HOW TO COMPLETE THIS TASK:
All of the data is to be restated word for word.
=== RAW DATA ===
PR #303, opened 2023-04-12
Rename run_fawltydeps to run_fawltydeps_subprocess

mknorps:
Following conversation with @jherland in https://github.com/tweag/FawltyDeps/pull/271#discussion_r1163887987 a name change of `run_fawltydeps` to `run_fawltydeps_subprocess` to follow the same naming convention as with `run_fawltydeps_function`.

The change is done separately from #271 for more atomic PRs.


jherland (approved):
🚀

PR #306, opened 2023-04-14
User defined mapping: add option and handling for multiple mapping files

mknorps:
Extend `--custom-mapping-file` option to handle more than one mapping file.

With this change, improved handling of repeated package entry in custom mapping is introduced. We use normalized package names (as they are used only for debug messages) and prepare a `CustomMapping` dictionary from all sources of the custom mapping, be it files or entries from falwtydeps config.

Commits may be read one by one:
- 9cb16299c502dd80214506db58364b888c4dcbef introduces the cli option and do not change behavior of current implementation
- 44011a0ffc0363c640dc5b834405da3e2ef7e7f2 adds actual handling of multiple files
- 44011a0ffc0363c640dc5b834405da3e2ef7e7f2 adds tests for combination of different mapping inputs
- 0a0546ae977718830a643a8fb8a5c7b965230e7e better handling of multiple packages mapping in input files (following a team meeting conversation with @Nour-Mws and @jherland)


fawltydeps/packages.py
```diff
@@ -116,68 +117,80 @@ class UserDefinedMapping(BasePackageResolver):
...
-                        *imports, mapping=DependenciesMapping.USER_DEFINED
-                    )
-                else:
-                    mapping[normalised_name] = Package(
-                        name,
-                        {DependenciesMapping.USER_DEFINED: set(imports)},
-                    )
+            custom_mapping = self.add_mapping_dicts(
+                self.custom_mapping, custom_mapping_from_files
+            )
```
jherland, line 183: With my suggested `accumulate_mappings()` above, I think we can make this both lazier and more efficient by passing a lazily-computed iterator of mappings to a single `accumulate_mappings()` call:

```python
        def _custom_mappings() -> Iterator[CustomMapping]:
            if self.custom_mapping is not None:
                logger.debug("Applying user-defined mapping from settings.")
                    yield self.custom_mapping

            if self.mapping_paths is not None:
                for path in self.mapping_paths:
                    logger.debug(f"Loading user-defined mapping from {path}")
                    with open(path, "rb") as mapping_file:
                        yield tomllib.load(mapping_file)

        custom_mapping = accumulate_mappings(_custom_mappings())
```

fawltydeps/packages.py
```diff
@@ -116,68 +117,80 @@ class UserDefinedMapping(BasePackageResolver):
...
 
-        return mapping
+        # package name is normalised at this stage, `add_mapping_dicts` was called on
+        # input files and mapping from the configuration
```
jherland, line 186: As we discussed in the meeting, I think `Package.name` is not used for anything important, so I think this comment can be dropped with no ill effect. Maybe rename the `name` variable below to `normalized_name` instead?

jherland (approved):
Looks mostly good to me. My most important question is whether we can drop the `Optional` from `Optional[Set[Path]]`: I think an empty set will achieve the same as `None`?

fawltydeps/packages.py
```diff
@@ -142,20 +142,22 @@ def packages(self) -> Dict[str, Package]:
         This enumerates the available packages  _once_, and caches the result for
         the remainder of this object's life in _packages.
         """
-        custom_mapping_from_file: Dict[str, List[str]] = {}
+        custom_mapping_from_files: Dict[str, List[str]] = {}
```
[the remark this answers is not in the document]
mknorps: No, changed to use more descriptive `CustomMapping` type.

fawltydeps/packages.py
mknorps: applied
===
SOLUTION TO THE EXERCISE:
PR #303, opened 2023-04-12
Rename run_fawltydeps to run_fawltydeps_subprocess

mknorps:
Following conversation with @jherland in https://github.com/tweag/FawltyDeps/pull/271#discussion_r1163887987 a name change of `run_fawltydeps` to `run_fawltydeps_subprocess` to follow the same naming convention as with `run_fawltydeps_function`.

The change is done separately from #271 for more atomic PRs.


jherland (approved):
🚀

PR #306, opened 2023-04-14
User defined mapping: add option and handling for multiple mapping files

mknorps:
Extend `--custom-mapping-file` option to handle more than one mapping file.

With this change, improved handling of repeated package entry in custom mapping is introduced. We use normalized package names (as they are used only for debug messages) and prepare a `CustomMapping` dictionary from all sources of the custom mapping, be it files or entries from falwtydeps config.

Commits may be read one by one:
- 9cb16299c502dd80214506db58364b888c4dcbef introduces the cli option and do not change behavior of current implementation
- 44011a0ffc0363c640dc5b834405da3e2ef7e7f2 adds actual handling of multiple files
- 44011a0ffc0363c640dc5b834405da3e2ef7e7f2 adds tests for combination of different mapping inputs
- 0a0546ae977718830a643a8fb8a5c7b965230e7e better handling of multiple packages mapping in input files (following a team meeting conversation with @Nour-Mws and @jherland)


fawltydeps/packages.py
```diff
@@ -116,68 +117,80 @@ class UserDefinedMapping(BasePackageResolver):
...
-                        *imports, mapping=DependenciesMapping.USER_DEFINED
-                    )
-                else:
-                    mapping[normalised_name] = Package(
-                        name,
-                        {DependenciesMapping.USER_DEFINED: set(imports)},
-                    )
+            custom_mapping = self.add_mapping_dicts(
+                self.custom_mapping, custom_mapping_from_files
+            )
```
jherland, line 183: With my suggested `accumulate_mappings()` above, I think we can make this both lazier and more efficient by passing a lazily-computed iterator of mappings to a single `accumulate_mappings()` call:

```python
        def _custom_mappings() -> Iterator[CustomMapping]:
            if self.custom_mapping is not None:
                logger.debug("Applying user-defined mapping from settings.")
                    yield self.custom_mapping

            if self.mapping_paths is not None:
                for path in self.mapping_paths:
                    logger.debug(f"Loading user-defined mapping from {path}")
                    with open(path, "rb") as mapping_file:
                        yield tomllib.load(mapping_file)

        custom_mapping = accumulate_mappings(_custom_mappings())
```

fawltydeps/packages.py
```diff
@@ -116,68 +117,80 @@ class UserDefinedMapping(BasePackageResolver):
...
 
-        return mapping
+        # package name is normalised at this stage, `add_mapping_dicts` was called on
+        # input files and mapping from the configuration
```
jherland, line 186: As we discussed in the meeting, I think `Package.name` is not used for anything important, so I think this comment can be dropped with no ill effect. Maybe rename the `name` variable below to `normalized_name` instead?

jherland (approved):
Looks mostly good to me. My most important question is whether we can drop the `Optional` from `Optional[Set[Path]]`: I think an empty set will achieve the same as `None`?

fawltydeps/packages.py
```diff
@@ -142,20 +142,22 @@ def packages(self) -> Dict[str, Package]:
         This enumerates the available packages  _once_, and caches the result for
         the remainder of this object's life in _packages.
         """
-        custom_mapping_from_file: Dict[str, List[str]] = {}
+        custom_mapping_from_files: Dict[str, List[str]] = {}
```
[the remark this answers is not in the document]
mknorps: No, changed to use more descriptive `CustomMapping` type.

fawltydeps/packages.py
mknorps: applied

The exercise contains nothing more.